How can a budget to include substantial deficit yet somehow be an Austerity Budget?

The short answer is that Liberals are mostly a bunch of corporate lawyers and brand managers who spend more time thinking up ways to sell the nonsense they think than anything else.

The longer answer involves these parts:

The ideology:

  • Economic policy folks in government have a strong belief in neoclassical economic theory (even though everyone else in the world is starting to questing its validity).

The situation:

  • Canada's economy is under attack and not doing well because the global economic order it was built for no longer exists.
  • There are now too few jobs being created and too many jobs are being destroyed. (There is also lower real wage growth at the bottom of the wage grid).
  • Canada's federal tax revenue is mostly based on wage taxes and consumption taxes.
  • We do not tax wealthy folks, there is a rather low capital tax, and we do not tax financial transfers of "wealth" much.
  • The government gives public money away to American finance capital through profit subsidies.
  • American firms say thanks for all the money and then leave taking with them our (usually publicly paid for) IP.
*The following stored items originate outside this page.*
PR #933, opened 2015-12-11
Fixes out of order blocks running on main queue in ASDataController

garrettmoon:
ASDataController’s completedNodes is accessed by treating the main thread as a serial queue. The ​*problem*​ is, operations can cut in line by being added while on the main thread. I.e. it just calls the block instead of dispatch_async’ing to the main thread. This results in data inconsistency.

To address this, I've added a queue of operations which get run serially (not to be confused with a serial dispatch queue). Instead of running blocks directly on the main thread, if it’s called while not on the main thread, it dispatch_asyncs to the main thread and runs any blocks in the queue. If it ​*is*​ on the main thread, it runs any blocks already in the queue and then runs the block.

### DIFF
--- a/AsyncDisplayKit/Details/ASDataController.mm
+++ b/AsyncDisplayKit/Details/ASDataController.mm
@@ -16,6 +16,7 @@
 #import "ASMultidimensionalArrayUtils.h"
 #import "ASInternalHelpers.h"
 #import "ASLayout.h"
+#import "ASThread.h"
 
 //#define LOG(...) NSLog(__VA_ARGS__)
 #define LOG(...)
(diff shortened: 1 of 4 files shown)


garrettmoon:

Standard neoliberal policy:

  • Government likes to pretend privatization adds to economic growth.

A sprinkle of War Keynesian spending:

  • Government wants to up spending on non-productive things like defence thinking that it will prop-up the economy.

Hit a bump in the road involving our major trade partner (USA), and we get:

  • Canadian workers' standard of living decline.
  • A Canadian ecomomy circling the drain.
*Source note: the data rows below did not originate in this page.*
PR #935, opened 2015-12-12
fix overflow issues with ASEditableTextNode's textView

samhsiung:
Setting clipBounds = NO causes UITextView to overflow in iOS9 (works fine however in iOS8), so we fix by removing this config.

Addressing the deleted comment:
1. From my tests, selection handle doesn't clip anymore in iOS9+ and iOS8.4 simulator
2. If there is clipping of the handle in any case, we recently made the textView inset configurable which should address the problem by providing a way to give the handle room to breathe.

before:
simulator screen shot dec 11 2015 7 00 48 pm

after: (more than three lines, the extra lines are clipped)
simulator screen shot dec 11 2015 6 53 46 pm

This should also fix the placeholder text overflowing which has been reported by @steveram

### DIFF
--- a/AsyncDisplayKit/ASEditableTextNode.mm
+++ b/AsyncDisplayKit/ASEditableTextNode.mm
@@ -124,7 +124,6 @@
       textView.opaque = NO;
     }
     textView.textContainerInset = self.textContainerInset;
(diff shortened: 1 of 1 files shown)


appleguy:
Thanks a lot for investigating this, @samhsiung!!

And, add it all together and we get budgets built on the idea of Austerity through general economic malaise and increased deficits through spending based on a failed ideology on things that do not grow the economy.

Or, said another way, deficits through stupid economic theory leading to government facilitating the export of the public's money to rich American investors.

Europe had lived through this kind of thinking following the 2008 financial crisis. Canada did not and so it seems did not learn any of those lessons.

Canada's austerity was (has always been) imposed by bankers. It has not completely tanked the economy because of oil exports to the USA were increasing during the latest previous crises.

Austerity today is similar, but there is nothing holding us up.

It is important to note that Austerity in the budget here only apply to part of the budget that is ongoing spending (on people and services). The austerity does not apply to borrowing and giving that money to capital.

Austerity budgets that expand the deficit.

  • Spend less, invest more.
  • Cut money to people, invest in capital profits.
  • Tighten our belts to throw our money away.

Implicit in the program is the neoliberal trickle-down theory of jobs being created through tax cuts and profit subsidies. This is not new and we know it doesn't work.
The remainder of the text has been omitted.